Nathan points, for example, to US Steel’s acquisition of the government-built Geneva plant for $40 million. It cost the government $200 million. A profit of $160 million was made on the deal – a profit which can be shown or concealed in the books in a dozen different ways. But it is still a constant capital of $200 million, having a certain relationship to variable capital, or money spent for wages of men to operate the plant. And this relationship will still be more or less the same as the relationship in other plants acquired by less spectacular and more “accepted” methods of thievery.
Let us say that this plant had been acquired in the same way (for $40 million) by a private individual such as Henry Kaiser. Suppose he sold the plant to someone else for its full value – or suppose he sold $160 million worth of stock to several other people – thus taking his “profit.” In either case the new capitalists would look for the return on the $200 million, not the $40 million. And if they could get 2% bank interest, i.e., $4 million, it would be cold comfort to tell them that the plant is netting $4 million which is really 10% of $40 million!
Nevertheless, it is of course true that steel profits have been going up, even apart from “gifts” and other hidden items, if only because of the steel shortage and the extremely high production rate. However, the “declining rate of profit” does not refer to a year-by-year subtraction, but to a tendency. And we indicate this tendency over the long-term period only to come to our main point which is the constantly increasing concentration of capital and its effect on the “break-even” point.
There has never been any great controversy over this percentage figure, and we have taken the industry’s figures which have been public for some time. Nathan, in his very conscientious report, states that he thinks the corporations’ own figures were correct for the pre-war period, but now believes that the “break-even” point ‘has gone down instead of up.

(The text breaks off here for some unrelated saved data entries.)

PR #125, opened 2023-07-27
Implemented sentencepiece BPE encoding and prompting

atamurad:
I've implemented sentencepiece encode function in C. Implementation required changes to tokenizer.py/tokenizer.bin to export piece scores. sentencepiece uses priority queues, but I used naive implementation to keep the new lines of code to minimal. 

I also added prompting. Interface and token injection pseudocode inspired by https://github.com/karpathy/llama2.c/pull/58 (thanks to @myan-o @leloykun )


run.c
```diff
@@ -371,15 +377,79 @@ long time_in_ms() {
...
+            return i;
+        }
+    }
+    return -1; // -1 if not found in vocabulary
+}
+
+int bpe_encode(char *text, Piece *vocab, int vocab_size, int *tokens, int *n_tokens)
+{
+    // encode text using vocabulary
+    char merged_str[128]; // max string size in vocabulary * 2
```
karpathy, line 394: i'm seeing 

>>> max(len(t) for t in tokens)
16

btw

karpathy: also shouldn't it be max_vocab_element_length*2  + 1 ? +1 for '\0'. So for us 16*2+1 = 33 maybe

run.c
```diff
@@ -371,15 +377,79 @@ long time_in_ms() {
...
+        if(id==-1) {
+            return 0;
+        }
+        tokens[*n_tokens] = id;
+        (*n_tokens)++;
+    }
+
+    // merge best consecutive pairs on each iteration
+    while(1) {
+        float best_score = -1e10;
```
karpathy, line 410: did you see that some of the scores in sentencepieve for some vocab elements is -1e9? What's up with that :S

run.c
atamurad: yes, I also confirmed that `max_sentencepiece_length: 16` in model train parameters. I will change it to 33.

karpathy: Even better, let's modify the .py script to export the max vocab element length? So we're not hardcoding?

run.c
atamurad: well, I've seen negative scores and -1e10 was just a guess. But looks like lucky one?

```
In [22]: s = spm.SentencePieceProcessor(model_file='tokenizer.model')

In [23]: min([s.get_score(i) for i in range(32000)])
Out[23]: -1000000000.0
```

karpathy: I guess I don't really understand what the -1e10 tokens are? Why are some tokens at random score -1e10

atamurad: No idea about scoring mechanism but these are tokens with -1e9 score in the model:
```
In [29]: [s.id_to_piece(i) for i in range(32000) if s.get_score(i)==-1e9]
Out[29]: 
['▁▁',
 '▁▁▁▁',
 '▁▁▁▁▁▁▁▁',
 '▁▁▁▁▁',
 '▁▁▁▁▁▁▁▁▁▁▁▁▁▁▁▁',
 '▁▁▁▁▁▁',
 '▁▁▁▁▁▁▁▁▁▁▁▁',
 '▁▁▁▁▁▁▁▁▁▁▁▁▁',
 '▁▁▁▁▁▁▁▁▁▁',
 '▁▁▁▁▁▁▁▁▁▁▁▁▁▁',
 '▁▁▁',
 '▁▁▁▁▁▁▁▁▁',
 '▁▁▁▁▁▁▁',
 '▁▁▁▁▁▁▁▁▁▁▁',
 '▁▁▁▁▁▁▁▁▁▁▁▁▁▁▁',
 '▁']
```

run.c
atamurad: Pushed a commit with 33 for now. 
I'm also thinking if I can add a field to config struct (as vocab_size is already there) and populate it when loading the vocabulary, without exporting / adding a header to tokenizer.bin?

karpathy:
I ended up making many small changes, so I just submitted it as its own commit here https://github.com/karpathy/llama2.c/commit/b4bb47bb7baf0a5fb98a131d80b4e1a84ad72597 , building your work in this PR. Will close this one. Thank you!

atamurad:
> I ended up making many small changes, so I just submitted it as its own commit here [b4bb47b](https://github.com/karpathy/llama2.c/commit/b4bb47bb7baf0a5fb98a131d80b4e1a84ad72597) , building your work in this PR. Will close this one. Thank you!

Awesome, thank you for the commit!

Due to the recent drop in raw materials prices and to many other factors, such as the war “extras” mentioned above, a good case can be made for the 33% figure. But again, only with limitations. Nathan rightly ridicules the companies’ phony claims for depreciation allowances during the war. Nevertheless actual depreciation is beginning to play a larger and larger role than ever before. And if you go on the theory that the industry must struggle through many years of peace, their war-time fatness counts for less and less.

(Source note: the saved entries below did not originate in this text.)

PR #99, opened 2023-07-26
Improve locality

aegkmq:
Changing the order of two loops provides ~10% speed up. (`238 tok/s -> 260 tok/s`)

PR #133, opened 2023-07-27
Added Go ports

nikolaydubina:
Hello,

I have made few days ago Go port of this model. It is different from other Go port. It follows typical Go standard and notations better while preserving style of llama2.c

> I also think I did Go port first. haha !
> UPD: I see other versions of it popup: https://github.com/haormj/llama2.go so it is debatable who is first, if that matters anyways.

Anyways,

Would be great to include it here!

Thank you!

### DIFF
--- a/README.md
+++ b/README.md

The corporations themselves have naturally disregarded their war-time peccadillos in figuring their “break-even” point. They are interested in the “long pull” considerations and are more concerned with theoretical aspects of the matter. This touching devotion to theory on their part is of course closely related to their affection for profits. (The Bureau of Internal Revenue might well take Nathan’s tip and clip them for another big chunk of tax money.) But it must be recognized that if the Nathan figure for the “break-even” point were correct in any long-term or general sense, the larger companies would not have hesitated to build great new plants in the post war years in order to get the gravy profits from the steel shortage – and without fear of cut-backs causing any actual loss.

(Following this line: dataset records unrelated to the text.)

PR #135, opened 2023-07-27
README.md emoji upgrades

anupam-halder-india:
I add emojies to the Readme.md to make it look even good, pls don't ask way isa'nt there is 3 that 3rd commit, I just, just forgot the counting, OK?


karpathy:
GPT bots huh? it begins.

At any rate, the foregoing article, analyzing the steel industry’s vulnerability from its own figures over the past few years, attempts to give some background for coming struggles. Today the magnates resist wage increases, because for the first time in years, the increases must come out of profits, directly, however big those profits may be. They cannot be passed on to the consumers so easily in the form of price increases. But tomorrow, the steel companies (if labor has not already begun its own great offensive) must initiate a life and death struggle with the unions for the reasons set forth in the article.